# Schneider-Kreuznach Retina Filter Question



## dinodan (Jul 28, 2007)

I recently acquired a Schneider-Kreuznach Retina-Tele-Arton f:4/85mm to use with my Bessamatic. I successfully performed the small machining job required to get the lens to fit the Voigtlander, and the results are superb! Really impressive glass, and surely the most compact 85 ever made.

However, while the Voigtlander lenses all have a 40.5mm screw-in filter mount, the S-K lens has a bayonet-type filter mount. Does anyone have any idea how or where I might find filters to fit this lens? I'm looking for a UV and either (or both) yellow and orange. I've tried Ebay (which is where I found the lens), but have not seen anything in the way of filters, and don't really know what to look for in terms of dimensions, etc..

Any help will be appreciated.


----------



## Alpha (Jul 28, 2007)

I have that exact size ring on my 6x9 80mm Rodenstock. What you need to do is buy step-up rings that will go from 40.5mm to a wider filter size. You may have to use multiple ones. IMPORTANT: You need to step-up as quickly as possible to a usable width in order to avoid vignetting.

Edit: I just saw that I misread your post and responded to the wrong thing. I think it should generally apply though...i.e. don't look for filters, look for a step-up/conversion ring.


----------



## Mitica100 (Jul 29, 2007)

Is this your lens?


----------



## Mitica100 (Jul 29, 2007)

The Tele Arton will take the B36 filters (B=bayonet). It might take also the 29.5mm for the inner thread. But best bet, if you can't find a B36 filter, use a 29.5 to Series V adapter so you can clear the front element of the lens.


----------



## dinodan (Jul 29, 2007)

Mitica100 said:


> Is this your lens?


Yes, that's the one.  I have the clear case as well.


----------



## dinodan (Jul 29, 2007)

Mitica100 said:


> The Tele Arton will take the B36 filters (B=bayonet). It might take also the 29.5mm for the inner thread. But best bet, if you can't find a B36 filter, use a 29.5 to Series V adapter so you can clear the front element of the lens.


 
Thanks!


----------



## dinodan (Jul 29, 2007)

MaxBloom said:


> I have that exact size ring on my 6x9 80mm Rodenstock. What you need to do is buy step-up rings that will go from 40.5mm to a wider filter size. You may have to use multiple ones. IMPORTANT: You need to step-up as quickly as possible to a usable width in order to avoid vignetting.
> 
> Edit: I just saw that I misread your post and responded to the wrong thing. I think it should generally apply though...i.e. don't look for filters, look for a step-up/conversion ring.


 
Thank you, Max.


----------



## dinodan (Jul 29, 2007)

29.5 - 52mm step-up ring (made by Kodak of W. Germany, so presumably designed for this application) and B36 yellow filter found and purchased on Ebay.
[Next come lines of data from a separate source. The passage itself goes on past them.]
PR #14557, opened 2024-11-29
OpenFGA: Add request cache to the OpenFGA datastore

gabrielmougard:
This PR decrease the latency of API calls that are going through the OpenFGA fine-grained authorizer. Thanks to a per-request cache mechanism, we avoid calling the database when the cache key is present.

This work has been benchmarked and has been used in the following PR: https://github.com/canonical/lxd/pull/14476

[openfga_benchmark.pdf](https://github.com/user-attachments/files/17960500/openfga_benchmark.pdf)

The benchmarking script can be found at: https://paste.ubuntu.com/p/WCwsk6gSSK/

### DIFF
--- a/lxd/auth/drivers/openfga.go
+++ b/lxd/auth/drivers/openfga.go
@@ -84,10 +84,6 @@ func (e *embeddedOpenFGA) load(ctx context.Context, identityCache *identity.Cach
 		server.WithDatastore(opts.openfgaDatastore),
 		// Use our logger.
 		server.WithLogger(openfgaLogger{l: e.logger}),
-		// Set the max concurrency to 1 for both read and check requests.
-		// Our driver cannot perform concurrent reads.
-		server.WithMaxConcurrentReadsForListObjects(1),
-		server.WithMaxConcurrentReadsForCheck(1),
 		// Enable context propagation to the datastore so that the OpenFGA cache
 		// created for each request can be accessed from our OpenFGA datastore implementation.
 		server.WithContextPropagationToDatastore(true),
--- a/lxd/auth/drivers/openfga.go
+++ b/lxd/auth/drivers/openfga.go
@@ -88,6 +88,9 @@ func (e *embeddedOpenFGA) load(ctx context.Context, identityCache *identity.Cach
 		// Our driver cannot perform concurrent reads.
 		server.WithMaxConcurrentReadsForListObjects(1),
 		server.WithMaxConcurrentReadsForCheck(1),
+		// Enable context propagation to the datastore so that the OpenFGA cache
+		// created for each request can be accessed from our OpenFGA datastore implementation.
+		server.WithContextPropagationToDatastore(true),
 	}
 
 	e.server, err = server.NewServerWithOpts(openfgaServerOptions...)
--- a/lxd/daemon.go
+++ b/lxd/daemon.go
@@ -754,6 +754,9 @@ func (d *Daemon) createCmd(restAPI *mux.Router, version string, c APIEndpoint) {
 			return
 		}
 
+		// Set OpenFGA cache in request context.
+		request.SetCtxValue(r, request.CtxOpenFGARequestCache, &openfga.RequestCache{})
+
 		// Dump full request JSON when in debug mode
 		if daemon.Debug && r.Method != "GET" && util.IsJSONRequest(r) {
 			newBody := &bytes.Buffer{}
--- a/lxd/db/openfga/openfga.go
+++ b/lxd/db/openfga/openfga.go
@@ -8,13 +8,17 @@ import (
 	"net/http"
 	"net/url"
 	"strings"
+	"sync"
+	"sync/atomic"
 
 	openfgav1 "github.com/openfga/api/proto/openfga/v1"
 	"github.com/openfga/openfga/pkg/storage"
 
+	"github.com/canonical/lxd/lxd/auth"
 	"github.com/canonical/lxd/lxd/db"
 	"github.com/canonical/lxd/lxd/db/cluster"
 	"github.com/canonical/lxd/lxd/db/query"
+	"github.com/canonical/lxd/lxd/request"
 	"github.com/canonical/lxd/shared"
 	"github.com/canonical/lxd/shared/api"
 	"github.com/canonical/lxd/shared/entity"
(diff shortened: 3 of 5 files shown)


lxd/daemon.go
```diff
@@ -754,6 +754,9 @@ func (d *Daemon) createCmd(restAPI *mux.Router, version string, c APIEndpoint) {
 			return
 		}
 
+		// Generate an OpenFGA request ID
```
markylaing, line 757: Can you update the comment here please?
Suggestion `Set OpenFGA cache in request context to improve driver performance`

lxd/daemon.go
```diff
@@ -754,6 +754,9 @@ func (d *Daemon) createCmd(restAPI *mux.Router, version string, c APIEndpoint) {
 			return
```
markylaing, line 754: Suggested change for commit message: `lxd: Set OpenFGA cache in request context for all requests`.

lxd/db/openfga/openfga.go
```diff
@@ -205,6 +219,79 @@ func (o *openfgaStore) ReadUserTuple(ctx context.Context, store string, tk *open
...
+	if err != nil {
+		return err
+	}
+
+	// Rearrange our map to optimise for ReadUsersetTuples and ReadStartingWithUser.
+	// - ReadUsersetTuples asks the question: Which groups have this permission?
+	//   So it essentially maps permissions to a list of groups. This is the permissionCacheByEntityType.
+	// - ReadStartingFromUser asks the question: Which entities does this group have this entitlement on?
+	//   So it essentially maps groups to permissions. This is the permisionCacheByGroup.
+	permissionCacheByEntityType := make(map[entity.Type]map[auth.Entitlement]map[int][]string)
```
markylaing, line 252: Could you please move these descriptions to their definition in the OpenFGA cache struct?

lxd/db/openfga/openfga.go
```diff
@@ -245,13 +332,82 @@ func (o *openfgaStore) ReadUsersetTuples(ctx context.Context, store string, filt
...
+		if err != nil {
+			return nil, err
+		}
+
+		return storage.NewStaticTupleIterator(usersetTuples(filter.Object, filter.Relation, groups)), nil
+	}
+
+	err = o.ensureCacheLoaded(ctx, cache)
+	if err != nil {
+		return nil, err
```
markylaing, line 350: Could you please add some error wrapping?

gabrielmougard:
Thanks! Fixing this right away

lxd/db/openfga/openfga.go
gabrielmougard: fixed

lxd/db/openfga/openfga.go
gabrielmougard: fixed

lxd/daemon.go
gabrielmougard: fixed

lxd/daemon.go
gabrielmougard: fixed

gabrielmougard:
@tomponline @markylaing updated (thanks Mark for helping documenting this)

markylaing (approved):
LGTM, thanks!

lxd/db/openfga/openfga.go
```diff
@@ -248,10 +345,93 @@ func (o *openfgaStore) ReadUsersetTuples(ctx context.Context, store string, filt
 		return nil, fmt.Errorf("ReadUsersetTuples: Failed to parse entity URL %q: %w", entityURL, err)
 	}
 
-	var groupNames []string
+	// Get cache from context. If it is not present, we'll fall back to calling the database directly.
+	cache, err := request.GetCtxValue[*RequestCache](ctx, request.CtxOpenFGARequestCache)
```
tomponline, line 349: why do we need this section, if the cache is not in the context we have a bug right? Why would we mask over that here?

lxd/auth/drivers/openfga.go
```diff
@@ -84,10 +84,6 @@ func (e *embeddedOpenFGA) load(ctx context.Context, identityCache *identity.Cach
 		server.WithDatastore(opts.openfgaDatastore),
 		// Use our logger.
 		server.WithLogger(openfgaLogger{l: e.logger}),
-		// Set the max concurrency to 1 for both read and check requests.
```
tomponline, line 87: why did we need this before? 

What changed?

The commit message would be improved with a *why* rather than just a *what*.

tomponline (commented):
I have some questions about the concurrency aspect.

- Why did we restrict openfga concurrency before and why dont we need to now?
- For the per-request cache in the context, in what scenarios will openfga concurrently read or write to the cache for a single request?

lxd/db/openfga/openfga.go
markylaing: I asked @gabrielmougard to do this in the original PR; which performed caching slightly differently, but the reasoning is the same.

The reason is that for long running requests we may not want to use the cache. For example, currently have an open issue to improve authorization for the events API. I anticipate that this will check `can_view` on a per-resource basis. If we use this cache for this kind of request, we'll have a snapshot of permissions at the time of the original request, but this may change while the web socket is still connected.

So this logic is in anticipation of setting the value of the request cache to nil in the request context, in the edge cases where we don't want to use a cache.

lxd/auth/drivers/openfga.go
tomponline: > With caching there is now a significant benefit to concurrency. Since pre-fetching the cache on the first encountered call means that subsequent calls with the same cache may not need to hit the DB.

So let me check I understand this.

There is a single long-lived openfga embedded instance, so enabling concurrency allows for that openfga server to check access for multiple API requests concurrently right?

But within a single request, the cache exists only for the duration of the request, but what is concurrently happening in the openga server then for a single request? Are you saying that we are pushing down the locking from openga server-level to request-level inside the request cache itself?

tomponline: BTW the reason I'm asking is im trying to understand whether we actually need the complexity of 2 rw locks + an atomic variable or whether we can use a single mutex and check for whether the variables themselves are initialized.

tomponline: @markylaing explained in a call that the openfga server will traverse the module and make concurrent calls to the DB driver (and thus the cache) even for a single API request.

Thanks again for the help.  What a terrific resource this forum is!


----------



## Mitica100 (Jul 29, 2007)

dinodan said:


> 29.5 - 52mm step-up ring (made by Kodak of W. Germany, so presumably designed for this application) and B36 yellow filter found and purchased on Ebay.
> 
> Thanks again for the help. What a terrific resource this forum is!


 
We aim to please. 

Glad you found what you needed. Let us know if you have other needs and/or questions. Enjoy your Tele-Arton.


----------



## dinodan (Jul 29, 2007)

The view from my backyard, through the Tele-Arton.  (Kodak Gold 200)


----------



## Mitica100 (Jul 29, 2007)

Oh my! Very nice.


----------